Claro, ficou ainda mais cômico considerando sua aura. Jacob não conseguia senti-la claramente, mas ela era claramente mais forte que ele. E não por pouco. Ele sentiu um pouco de supressão dela, mas conseguiu manter a calma. Muito melhor do que o Bertram suando, pelo menos.
“Vim do tutorial”, respondeu Jacob, sem pensar muito nisso.
“Hã?” ela virou a cabeça com um olhar de choque.
“O quê?”
“Que tutorial?”
“Aquele executado pelo sistema, querida”, a voz de um homem interrompeu enquanto outra figura entrava na sala.
Era um homem alto, quase dois metros e meio de altura, que fazia até mesmo o alto Bertram parecer pequeno. Ele não parecia ter mais de um dia do que o próprio Jacob e era sólido, os músculos praticamente transbordando sob suas roupas simples. O que era mais perceptível era sua aura. Muito além de qualquer coisa que Jacob já havia sentido antes.
“Gr... Grande Mestre!”, Inera exclamou, curvando-se profundamente. Jacob estava prestes a repetir sua ação quando o homem o interrompeu.
“Não há necessidade disso, Augur”, disse o homem, impedindo Jacob de se curvar.
“Pela vontade do Panteão, devo ajudá-lo até que seja hora de você retornar ao seu próprio universo”, disse o Grande Mestre, enquanto apontava para a sacerdotisa ainda curvada. “Acredito que você já conheceu minha filha.”
Com um aceno de cabeça, Jacob confirmou enquanto o homem continuava.
“Nosso tempo é curto, então não vamos nos atrasar. Nos próximos dias, nós o prepararemos para sua volta e estudo. Vamos juntos trazer a glória da Igreja Sagrada para o 93º universo e espalhar a palavra de nossa Santa Mãe.”
Jacob sentiu uma atração quase mágica das palavras, mas resistiu. “Não, ainda não.”
O Grande Mestre olhou para o Augur, confuso por um momento antes de Jacob invocar uma lanterna com 45 motes de luz flutuando ao redor.

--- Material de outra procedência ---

PR #2874, opened 2025-03-27
Review: User Import Action (#2824)

chrismclarke:
PR Checklist

## Description
Alt PR to #2824

Main changes
- Simplify user reset logic. Now includes reload after user import to simplify some of the more destructive operations
- Add debug page prompt to reset
- Add reset action spec tests

## Review Notes
Should confirm same test cases passing as in original pr

## Screenshots/Videos

### DIFF
--- a/packages/shared/src/utils/object-utils.ts
+++ b/packages/shared/src/utils/object-utils.ts
@@ -151,6 +151,5 @@ export function uniqueObjectArrayKeys(arr: Record<string, any>[], maxDepth?: num
       keyHashmap[key] = true;
     }
   }
-  console.log({ keyHashmap });
   return Object.keys(keyHashmap);
 }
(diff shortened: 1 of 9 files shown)


jfmcquade (approved):
Generally looks good, I've added some tidying with https://github.com/IDEMSInternational/open-app-builder/pull/2874/commits/5bc7a4112a99311adaa845e9e320301d47f02ec7

I like the warning pop-up on the user debug page when resetting all dynamic data.

I have found one issue. Resetting the selected data list works when accessing the user debug page through the sidebar or navigating there after making changes to a data list, but it doesn't work when accessed in another tab without reloading after the data has updated. See screen recording below:

https://github.com/user-attachments/assets/7b72e700-7252-41e9-ad12-83e7f7f121e0

Multi-window support for the user debug page was added in https://github.com/IDEMSInternational/open-app-builder/pull/2839/commits/01724b29f0f54116613ba1ef106acddd2b098c57. I've had a brief attempt at debugging but haven't managed to resolve the issue. As this multi-window feature doesn't have general support, I don't think it's crucial to resolve before merging this PR (and its parent PR), but I'm not sure how we could make it clear that the behaviour tested here isn't working as expected.

PR #2877, opened 2025-03-27
Feat: apple sign in button

### LINKED ISSUE #2871: [FEATURE] dedicated Apple Sign In button component
**What?**
Create dedicated Apple Sign In button component, equivalent to #2788 

See Apple's [docs](https://developer.apple.com/design/human-interface-guidelines/sign-in-with-apple#Displaying-buttons) for guidance

jfmcquade:
PR Checklist

- [ ] Builds on #2869, which should be merged first

## Description

Adds a new component, `apple_sign_in_button`, equivalent to the Google version introduced in #2788.

The component is styled according to [Apple's guidelines](https://developer.apple.com/documentation/sign_in_with_apple/displaying-sign-in-with-apple-buttons-on-the-web) (they offer a web API to pull a styled button from directly, however this wouldn't be compatible with our offline-first configuration). 

## Git Issues

Closes #2871

## Screenshots/Videos

[comp_apple_sign_in_button](https://docs.google.com/spreadsheets/d/1P6EhHmElOJOAoMH4h_vingVL82jyCfSTYPXj8eY2Iek/edit?gid=569531329#gid=569531329)

Screenshot 2025-03-27 at 16 15 40

Screenshot 2025-03-27 at 16 16 30


esmeetewinkel (approved):
Functional test passed. I would have maybe gone with a pill shaped button to look better together with the Google button, and it seems to be allowed by Apple (see [here](https://developer.apple.com/design/human-interface-guidelines/sign-in-with-apple#Button-size-and-corner-radius) and [here](https://developer.apple.com/design/human-interface-guidelines/sign-in-with-apple#Creating-a-custom-Sign-in-with-Apple-button)). Not sure if that would increase our chances for Apple to reject it, though. I'll make sure to display the apple sign in button first on ios :)

image  image

jfmcquade:
> ... I would have maybe gone with a pill shaped button to look better together with the Google button, and it seems to be allowed by Apple (see [here](https://developer.apple.com/design/human-interface-guidelines/sign-in-with-apple#Button-size-and-corner-radius) and [here](https://developer.apple.com/design/human-interface-guidelines/sign-in-with-apple#Creating-a-custom-Sign-in-with-Apple-button)).

I was thinking that as it's styled differently anyway (including font etc.) it might look more jarring if the buttons were similar but not identical. But I think you're right that actually the pill style would look better, should be easy to implement

esmeetewinkel (approved):

src/app/shared/components/template/components/button-apple-sign-in/button-apple-sign-in.component.scss
```diff
@@ -0,0 +1,33 @@
...
+  padding: 10px 30px 14px;
+  border-radius: 20px;
+  font-size: 16px;
+  font-weight: 600;
+  font-family: -apple-system, BlinkMacSystemFont, "Segoe UI", Roboto, Helvetica, Arial, sans-serif;
+  border: none;
+  cursor: pointer;
+  transition: background-color 0.2s ease-in-out;
+  height: 40px;
+  min-width: 140pt;
```
chrismclarke, line 19: nit(non-blocking): the use of `pt` sizing seems a little strange as it's not used anywhere else. I can see on the link you shared for `40px` height the min-width is set at `210px` which might be a better value to use (and would correspond to the standard 1.33 px per pt which aligns with standard dpi values)

chrismclarke (approved):
One minor (non-blocking) comment inline but otherwise looks good to me

src/app/shared/components/template/components/button-apple-sign-in/button-apple-sign-in.component.scss
jfmcquade: Good point (/`pt`...).

Apple's guidelines are spread across a few different pages, but I've opted to set the minimum width to `140px`, which seems to be the required minimum width according to [this section](https://developer.apple.com/design/human-interface-guidelines/sign-in-with-apple#Button-size-and-corner-radius), and I think looks appropriate for when the button text string is shorter

Screenshot 2025-03-27 at 16 46 29

PR #2879, opened 2025-03-28
Feat: Combo box search filter

### LINKED ISSUE #2219: [FEATURE] String search feature for combo box
**What?**
Add a "string search" feature to the combo_box component, to more easily find an entry in a long list. 

This should search through the "text" strings, not the "name"s. 

**Why?**
Use case in FacilitatorApp Mexico: users need to select their state from a list of 32 states.
image

**How?**
I'm imagining something like the string search feature in the template list

image

markharmon:
PR Checklist

- [x] Merge #2890 first, and update if necessary

## Description

When the default variant of the combo_box component has > 8 selectable items a search bar will be shown that can be used to filter the displayed items.

This adds a 'sub' component 'src/app/shared/components/template/components/combo-box/combo-box-search/*' which is opened via an Ionic modal from the existing combo-box component.

It is intended that the existing combo-box-modal component will be removed and replaced by the dropdown variant in the near future.

[comp_combo_box](https://docs.google.com/spreadsheets/d/168Z8Ne3VsF5XQCOTW_kkylUnsgjt6TohmNe3DvBHZ9A/edit?gid=839796397#gid=839796397).

## Git Issues

Closes #2219 

## Screenshots/Videos

image

image

image


src/app/shared/components/template/components/combo-box/combo-box-search/combo-box-search.component.ts
```diff
@@ -0,0 +1,60 @@
...
+  styleUrls: ["./combo-box-search.component.scss"],
+})
+export class ComboBoxSearchComponent implements OnInit {
+  public answerOptions = input.required<IAnswerListItem[]>();
+  @Input() row: FlowTypes.TemplateRow;
+  @Input() selectedValue: string;
+
+  textTitle: string | null;
+  searchTerm = signal<string>("");
+  showSearch = computed(() => this.answerOptions().length > 8);
```
jfmcquade, line 21: nit(non-blocking): This is duplicated from the parent component, so could either have the value passed in instead of recomputing, or be removed here entirely as it will always be true if this subcomponent is being called

src/app/shared/components/template/components/combo-box/combo-box-search/combo-box-search.component.ts
```diff
@@ -0,0 +1,60 @@
...
+  );
+
+  constructor(private modalController: ModalController) {}
+
+  ngOnInit() {
+    this.getParams();
+  }
+
+  getParams() {
+    this.textTitle = getStringParamFromTemplateRow(this.row, "text", null);
```
jfmcquade, line 40: nit(non-blocking): seeing as this is the only use of the `row` input, it might be better to expose a `title` property on this sub-component, and get the value from the row from within the parent component and pass that through. That would involve adding a new property to `IComboBoxParams` and the object returned from the combo-box component's `getParams` method (`modal_title` would be a better name for the param rather than `text`, but I can see `text` is already in use)

jfmcquade (changes requested):
Thanks @markharmon, generally looks good. I've added quite a few comments inline, mostly minor nit-picky things.

I think integrating much further with the theming system would better as a follow-up so as not to hold up this PR, as there's likely some explanation needed of how the themes work.

Also as a convention, good to link to any relevant debug sheet(s) in the PR description for ease of reviewing, in this case [comp_combo_box](https://docs.google.com/spreadsheets/d/168Z8Ne3VsF5XQCOTW_kkylUnsgjt6TohmNe3DvBHZ9A/edit?gid=839796397#gid=839796397).

@chrismclarke I'll tag you for review in case you want to double check my suggestions, otherwise feel free to remove yourself and I can re-add you when Mark's addressed some of minor points.

src/app/shared/components/template/components/combo-box/combo-box.component.scss
```diff
@@ -70,3 +70,48 @@ $background-with-value: var(
     }
   }
 }
+
+// Search variant
+.open-search-combobox {
```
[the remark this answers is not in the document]
markharmon: Yeah I did duplicate them intentionally, it's a bit of a mix of  Modal variant ones and dropdown variant.  I thought it would be easier to remove the Model variant ones without having to unpick and wanted to make clear that there was a custom component pretending to be a Ionic one

src/app/shared/components/template/components/combo-box/combo-box-search/combo-box-search.component.scss
```diff
@@ -0,0 +1,40 @@
...
+}
+
+ion-list, ion-item {
+  --background: var(--ion-background-color, #fff);
+  background-color: var(--background);
+}
+
+ion-item.selected
+{
+  --background: rgba(var(--ion-color-primary-rgb, 56, 128, 255), 0.08);
```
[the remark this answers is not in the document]
markharmon: I implemented your better still suggestion

src/app/shared/components/template/components/combo-box/combo-box-search/combo-box-search.component.ts
markharmon: Yep, this is gone now too. It was in use before I reworked it but I forgot about it

src/app/shared/components/template/components/combo-box/combo-box-search/combo-box-search.component.scss
```diff
@@ -0,0 +1,40 @@
...
+  --background-focused: var(--ion-color-primary, #3880ff);
```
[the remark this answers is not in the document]
markharmon: I removed them

markharmon:
Thanks for reviewing @jfmcquade I've addressed some of the issues and will take a look at the remaining ones sometime tomorrow

src/app/shared/components/template/components/combo-box/combo-box-search/combo-box-search.component.ts
```diff
@@ -0,0 +1,55 @@
...
+
+@Component({
+  selector: "combo-box-search",
+  templateUrl: "./combo-box-search.component.html",
+  styleUrls: ["./combo-box-search.component.scss"],
+})
+export class ComboBoxSearchComponent implements OnInit {
+  public answerOptions = input.required<IAnswerListItem[]>();
+  @Input() row: FlowTypes.TemplateRow;
+  @Input() selectedValue: string;
```
chrismclarke, line 17: nit(non-blocking): the `@input()` decorator notation is meant to be roughly equivalent with the newer `input` notation used for `answerOptions`. Angular introduced around 18 months back and has been promoting them more and more since (so a lot of legacy tutorials and ai code generators can be a bit out of date when referencing, and our own codebase is somewhat inconsistent)

It doesn't make a huge difference which one you use (signals are better for things like computed side-effects, but if the component is only receiving a static input one-time makes little difference).

So I would recommend here just making the inputs consistent, either all decorator or all signal. Given you're using some computed side-effects probably signals better

src/app/shared/components/template/components/combo-box/combo-box-search/combo-box-search.component.ts
```diff
@@ -0,0 +1,55 @@
...
+
+  textTitle: string | null;
+  searchTerm = signal<string>("");
```
chrismclarke, line 20: nit(non-blocking): if defining a default value for a signal typescript should be smart enough to infer the type (so no need to explicitly state `string`). Where type definitions come in particularly handy is if the default value is undefined but you expect subsequent values to be a different type, e.g.

```ts
initialData = signal<string | undefined>(undefined)
```

src/app/shared/components/template/components/combo-box/combo-box-search/combo-box-search.component.ts
```diff
@@ -0,0 +1,55 @@
...
+  selectedItem = computed(() => {
+    if (!this.selectedValue) return null;
+    return this.answerOptions().find((item) => item.name === this.selectedValue);
+  });
```
chrismclarke, line 24: nit(non-blocking): it looks like this variable is no longer in use (guessing no longer required as you now pass the item value on click with the modal dismiss). 

As a general tip I'd recommend marking any variables or methods used by the HTML template as `public` and all others `private`. That way typescript will be able to detect if any variables marked as private are not referenced anywhere else in the code. Unfortunately it can't do this for public variables/methods as public variables could in theory be consumed elsewhere beyond the template.

This again is something we are pretty inconsistent with in the code (I typically only remember myself when manually noticing additional variables), so not a major issue, more just a general tip

src/app/shared/components/template/components/combo-box/combo-box.component.html
```diff
@@ -13,7 +13,21 @@
...
-  <div class="combo-box-container dropdown">
+  <button *ngIf="showSearch()"
+    class="open-search-combobox margin-t-regular"
+    (click)="openSearch()"
+    [ngClass]="{
+      disabled: disabled(),
+      'placeholder-style': (!_row.value && params().placeholder) || params().prioritisePlaceholder,
+      'with-value': _row.value,
+      'no-value': !_row.value
+    }"
```
chrismclarke, line 24: nit(non-blocking): It might be a little bit cleaner to calculate these dynamic classes within the `ts` file and pass as a variable. 

Given that the value depends on both the row and params you could use a computed signal, using the existing `params()` signal as well as the `value` signal which is also made available by the `TemplateBaseComponent` that most other template components extend (less obvious, but does exist - there's also a `rowSignal()` signal for the entire row). e.g.

```ts
public searchButtonClass = computed(()=>{
    const value = this.value();
    const params = this.params();
   return{
       disabled: disabled(),
      'placeholder-style': (!value && params.placeholder) || params.prioritisePlaceholder,
      'with-value': value ? true : undefined,
      'no-value': value ? undefined : true
   }
})
```

chrismclarke (approved):
Overall looking pretty good to me! Appreciate there's quite a lot to get used to both in terms of angular functionality and keeping consistent with our existing components which themselves can be pretty inconsistent, but I think the main logic I would expect to see is all there in ways that look familiar. 

I've added a handful of non-blocking comments in-line but happy to approve and leave it to you @jfmcquade to iron out any fine-details.

One final thought I might have would be whether some of the styling might be easier if integrating the search bar into the existing `combo-box-modal`, although also don't mind the separation of concerns and could always look to do a mini refactor at some point in the future if either component needs to get extended further

markharmon:
Thanks for the comments @chrismclarke I'll get them implemented

jfmcquade:
NB should probably merge after #2890

src/app/shared/components/template/components/combo-box/combo-box.component.ts
```diff
@@ -54,6 +55,7 @@ export class TmplComboBoxComponent
     }
     return getAnswerListParamFromTemplateRow(this.rowSignal(), "answer_list", []);
   });
+  showSearch = computed(() => this.answerOptions().length > 8);
```
jfmcquade, line 58: could be explicitly `public` for clarity

src/app/shared/components/template/components/combo-box/combo-box-search/combo-box-search.component.ts
```diff
@@ -0,0 +1,38 @@
...
+    )
+  );
+
+  constructor(private modalController: ModalController) {}
+
+  select(item: IAnswerListItem){
+    this.closeModal({ answer: item });
+  }
+
+  closeModal(value) {
```
jfmcquade, line 29: this could be made `private`, and the other methods explicitly `public`

jfmcquade (approved):
Looks good. I've added some comments to suggest making some properties/methods explicitly `public`/`private`, but not blocking so I think it should be good to merge either way

src/app/shared/components/template/components/combo-box/combo-box-search/combo-box-search.component.ts
```diff
@@ -10,7 +11,7 @@ import { ModalController } from "@ionic/angular";
 export class ComboBoxSearchComponent {
   public answerOptions = input.required<IAnswerListItem[]>();
   public title = input<string>();
-  public selectedValue = input<string>();
+  public selectedValue = input<FlowTypes.TemplateRow>();
```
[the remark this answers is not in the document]
markharmon: AAAh yeah, that's much better

PR #2887, opened 2025-04-10
fix: local vars defined in data-items only support string type

jfmcquade:
PR Checklist

## Description

Follow-up to #2772: fixes an issue where local vars defined within a `data-items` loop could only be strings.

# Further discussion

The associated bug was quite difficult to debug, and initially I thought there was an issue with the `@calc` functionality, which is complicated by the fact that there are at least three different methods in the code for evaluating a javascript expression. I think there is an issue for authors of not knowing what functionality is available where, when it comes to working with variables and javascript, which is partly a feature of having built out variable support in different contexts in a patchwork way (notably from inside/outside data-items loops). I think it could be good to include something along the lines of "doing variable things with variables across authoring contexts" as an explicit goal for future refactoring, and I think the place for that would likely be as part of the planned "dynamic templating" work (see [RFC](https://docs.google.com/document/d/1a8-lyF1LaNTTgx8lVWO0H91Twrr5ZEv_KjriddAk96s/edit?tab=t.0#heading=h.nd960lmg5uuf)).

## Git Issues

Closes #

## Screenshots/Videos

[debug_data_items_context](https://docs.google.com/spreadsheets/d/1p5j0rR7hUW8oyoj3Dz8RpUflxiLBliV0uz_tAt6NYfA/edit?gid=1422144003#gid=1422144003)

Screenshot 2025-04-11 at 12 46 43

| On `master` | On PR branch |
|----|----|
| Screenshot 2025-04-11 at 12 31 55 | Screenshot 2025-04-11 at 12 32 56 |


chrismclarke (approved):
Thanks for identifying this one, makes sense that the previous implementation would only ever assign intermediate variables if they were string values and that the updated code should fix.

I've added a quick test for the expected behaviour with [3eb143b](https://github.com/IDEMSInternational/open-app-builder/pull/2887/commits/3eb143b59f2e3ed7e2d7c863af9498729ef5fd4a), but otherwise I'd say should be good to go

chrismclarke:
> The associated bug was quite difficult to debug, and initially I thought there was an issue with the `@calc` functionality, which is complicated by the fact that there are at least three different methods in the code for evaluating a javascript expression. I think there is an issue for authors of not knowing what functionality is available where, when it comes to working with variables and javascript, which is partly a feature of having built out variable support in different contexts in a patchwork way (notably from inside/outside data-items loops). I think it could be good to include something along the lines of "doing variable things with variables across authoring contexts" as an explicit goal for future refactoring, and I think the place for that would likely be as part of the planned "dynamic templating" work (see [RFC](https://docs.google.com/document/d/1a8-lyF1LaNTTgx8lVWO0H91Twrr5ZEv_KjriddAk96s/edit?tab=t.0#heading=h.nd960lmg5uuf)).

Agreed, I have a deep backlog TODO item to revisit calc system and tidy-up, but don't really expect the work to be prioritised anytime soon - a lot depends on more general refactor to the templating system and unifying the multiple rendererers used across templates, items and data-items (leaning more heavily into the current data-items implementation which servers as a partial alternative rendering system, as mentioned in the RFC). 

I also had a call with Chris M a couple months back where we identified some limitations of the current calc system and ways to address, essentially either offering a new data_list type or inline row type to allow calculations authored in JS over multiple lines. Not sure if these suggestions ever made it into a working doc or not (screenshot below from the meeting notes I shared as a word doc following the call)

image

esmeetewinkel (approved):
Functional test passed on `debug` deployment. 

One authoring [question](https://docs.google.com/spreadsheets/d/1p5j0rR7hUW8oyoj3Dz8RpUflxiLBliV0uz_tAt6NYfA/edit?disco=AAABiDmFOpc) added to debug sheet.
image

I also confirmed this doesn't break the workaround offered on the `plh_kids_tz` template where this issue first appeared (sheet [here](https://docs.google.com/spreadsheets/d/1BoC8Zide9G0WNwqkVA2VYAEsE47kSUrBeFUJ8TJI7f0/edit?disco=AAABhmsjA3w)), but I've not gone back to check whether the original syntax now works (not wanting to break it now that it works...)

PR #2890, opened 2025-04-14
chore(deps): update ionic to v8

### LINKED ISSUE #2510: [FEATURE] Upgrade ionic packages to v8
**What?**
Upgrade all ionic packages to their latest version (currently v8). As noted in [this comment](https://github.com/IDEMSInternational/open-app-builder/pull/2374#issuecomment-2307539886), at least some of the `ionic-native` packages can be removed as they are unused.

**Why?**
As well as the inherent motivations for upgrading ionic itself, upgrading to v8 would unblock #2428 as v7 is not necessarily compatible with Angular 18. 

**How?**
See upgrade docs v7 -> v8 [here](https://ionicframework.com/docs/updating/8-0). `ionic/angular` is the primary package, but be sure to consider all ionic packages that are used.

jfmcquade:
PR Checklist

## Description

Updates the core ionic library to the latest version, 8.x (the core dependency is the [@ionic/angular](https://www.npmjs.com/package/@ionic/angular) package).

The included changes were made by following the steps in the [Required Changes](https://ionicframework.com/docs/updating/8-0#required-changes) section of the migration docs, as well as working through the list of breaking changes specified in the [changelog](https://github.com/ionic-team/ionic-framework/blob/main/BREAKING.md#version-8x).

## Author notes

The changes to be aware of are minor:
- Minor changes to styling of some elements on debug pages, e.g. the feedback sidebar, campaign and notification debug pages
- `simple_checkbox` component
    - Clicking the text label now selects/deselects the checkbox
- `timer` component
  - No expected changes
- `toggle_bar` component
  - No expected changes

### ionic-native packages

The [ionic-native](https://www.npmjs.com/package/@ionic-native/core/v/4.18.0) libraries are no longer actively maintained, having been usurped by Capacitor APIs. The codebase makes use of `ionic-native/status-bar`, `ionic-native/media`, `ionic-native/device`, and `ionic-native/http`. `ionic-native/status-bar` was only referenced in a spec test and so could be removed cleanly (https://github.com/IDEMSInternational/open-app-builder/pull/2890/commits/614042302490ff7f1b92b288b0771068ba70b775). The other libraries are used in the audio recording service and push notification service. I'm not aware whether either of these services are actively in use – if not, we could remove them and their associated dependencies, or otherwise consider refactoring them to use modern Capacitor libraries instead.

## Git Issues

Closes #2510


chrismclarke:
(forgot that the current test-visual needs new screenshots generated in advance of comparison - just created new screenshots via https://github.com/IDEMSInternational/open-app-builder/actions/runs/14447572622 and will re-run compare for clearer diffs)

chrismclarke:
@jfmcquade 
Looking through visual diffs the only ones that stand out to me are a handful of demos that include checkbox. Appears spacing changed quite a bit (not sure whether an ionic 8 change or diff elsehwere). E.g.

|               | before | after |
|---------------|--------|-------|
| debug_dg_form |   debug_dg_form before     |  debug_dg_form after     |

src/app/shared/components/template/components/simple-checkbox/simple-checkbox.component.html
```diff
@@ -1,14 +1,10 @@
...
->
+<div class="checkbox-wrapper margin-t-large" [class]="style" [class]="position">
   <ion-checkbox
     #checkbox
     [checked]="_row.value"
     (ionChange)="handleChange(checkbox.checked)"
     color="primary"
-  ></ion-checkbox>
-  <label *ngIf="label_text" [innerHTML]="label_text | markdown">{{ label_text }}</label>
+    [labelPlacement]="reverse ? 'start' : 'end'"
```
chrismclarke, line 7: question: is the `reverse` currently used by authors to define whether text is to the left/right of the checkbox? If so have you had a chance to check whether these updates also work as expected with RTL language variants? (I guess 'by expected' I mean either consistent with previous implementation, or improved if previous version had issue)

chrismclarke (approved):
Code changes look goo to me. I've added one minor comment noticed from the screenshot diffs and a question about RTL for checkbox labels but otherwise nice to see not a huge number of breaking changes to deal with.

As for deprecated ionic native deps:

`ionic-native/status-bar` - yeah just remove. Could be something authors want to use in the future to set specific status bar color, but whenever implementing we can just use Capacitor

`ionic-native/media` - as it's only used by the audio-recording service which itself is only a demo/poc service I would suggest just to remove both the service and dep and associated `IonicNativeAudioPlayer` component. 

`ionic-native/http` - this appears to be used by the pushNotificationService which itself is depcreated/unused and also I can't think of any real reason why it's included there (not used by methods directly). Native http calls is something that actually has very little benefit (unless streaming a large blob file directly to disk, which would require additional plugin implementation anyway) - as otherwise streaming on the native layer still needs to pass the full response over the Capacitor bridge back into the webview context, so likely better performance if just keeping requests within the webview context (browsers manage fetch pretty well).

`ionic-native/device` - again just used referenced push notification service and both unused and without purpose in the code (assuming would have been for native device check, which can be done in capacitor anyways and seems to be missing from code). 

So I think safe to say just get rid of all the ionic-native deps unless there's anything else you think I might have misssed

src/app/shared/components/template/components/simple-checkbox/simple-checkbox.component.html
jfmcquade: Thanks for flagging. It looks like the behaviour is unchanged: under the previous implementation (available on the [debug web preview](https://idems-debug.web.app/template/comp_simple_checkbox)), the label would appear on the right hand side of the checkbox by default for LTR languages and on the left hand side when the `reverse` param is true. For RTL languages, the order is reversed. This behaviour is preserved in the new implementation.

I think the "reverse" param isn't very well-named, it would be clearer to expose a parameter like "label_placement" with possible values `"start" | "end"` (and possibly `"fixed" | "stacked"` to match the [ionic options](https://ionicframework.com/docs/api/checkbox#label-placement)), but I'm happy to avoid breaking changes in this PR for now.

RTL demo:

Live web preview:

Screenshot 2025-04-15 at 11 41 20

Pr branch:

Screenshot 2025-04-15 at 11 41 13

jfmcquade:
> So I think safe to say just get rid of all the ionic-native deps unless there's anything else you think I might have misssed

Thanks for looking into it, yeh that was my understanding too. I've removed in [these commits](https://github.com/IDEMSInternational/open-app-builder/pull/2890/files/f366be89aa46be1c56d9bffe32027fc256c981d2..c054bf0ec43b4c4ca86d922be0c759ba91ddf2e1).

esmeetewinkel (approved):
Functional test passed. 

> Minor changes to styling of some elements on debug pages, e.g. the feedback sidebar, campaign and notification debug pages

Changes on feedback and campaign pages look acceptable to me, on the notification page I can't distinguish a difference. 

image

image

image

> `simple_checkbox` component

Changed behaviour works okay, and I actually prefer the reduced height (on the PR branch).

Issues I observed while testing that are not related to this PR:
- the `timer` component is broken (already on `master`), I'll track as a separate issue.
- toggle bar iOS variant needs a refresh to show.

“Eu fiz o que deveria, e agora é hora de você fazer o que prometeu”, ele falou ao ar livre. O Grande Mestre estava confuso sobre com quem o Augur falava, quando interrompeu.
“Podemos lidar com isso em um momento oportuno, mas por enquanto, é mais importante -“
“Não”, respondeu Jacob.
*'DING!' Classe: [Augur da Esperança] atingiu o nível 51 - Pontos de atributo alocados, +8 pontos livres*
“Fizemos um acordo.”
*'DING!' Classe: [Augur da Esperança] atingiu o nível 52 - Pontos de atributo alocados, +8 pontos livres*
*'DING!' Raça: [Humano (E)] atingiu o nível 38 - Pontos de atributo alocados, +5 pontos livres*
Sua aura disparou quando o Grande Mestre finalmente se deu conta de com quem o Augur falava. Seu rosto ficou branco e depois vermelho enquanto seus olhos se arregalavam com a ousadia. “Estou ciente do pacto, mas como mortais não abençoados, eles primeiro precisarão ser-“
“Eu não fiz nenhum acordo com você”, Jacob o dispensou enquanto olhava para uma das pinturas na parede. “Eu fiz com você.”
*'DING!' Classe: [Augur da Esperança] atingiu o nível 53 - Pontos de atributo alocados, +8 pontos livres*
Uma aura divina se espalhou pela sala enquanto o Grande Mestre, Inera e Bertram foram levados aos joelhos, apenas este último contra sua vontade. Os motes de luzes se agitaram enquanto entravam na maior pintura, a que retratava a própria Santa Mãe. Pouco depois, cada um dos motes desapareceu.
*'DING!' Classe: [Augur da Esperança] atingiu o nível 54 - Pontos de atributo alocados, +8 pontos livres*
*'DING!' Raça: [Humano (E)] atingiu o nível 39 - Pontos de atributo alocados, +5 pontos livres*
Jacob sorriu ao ver o último brilho desaparecer, e soube que havia feito sua parte. Embora não pudesse salvar seus corpos, pelo menos havia salvo suas almas. O destino havia sido realizado, mesmo que fosse desagradável.
*'DING!' Classe: [Augur da Esperança] atingiu o nível 55 - Pontos de atributo alocados, +8 pontos livres*
“Prazer em fazer negócios com você”, disse ele com um sorriso para a pintura enquanto a aura divina desaparecia, ele ainda sendo o único capaz de permanecer de pé. “Agora, vamos nos preparar para o que está por vir.”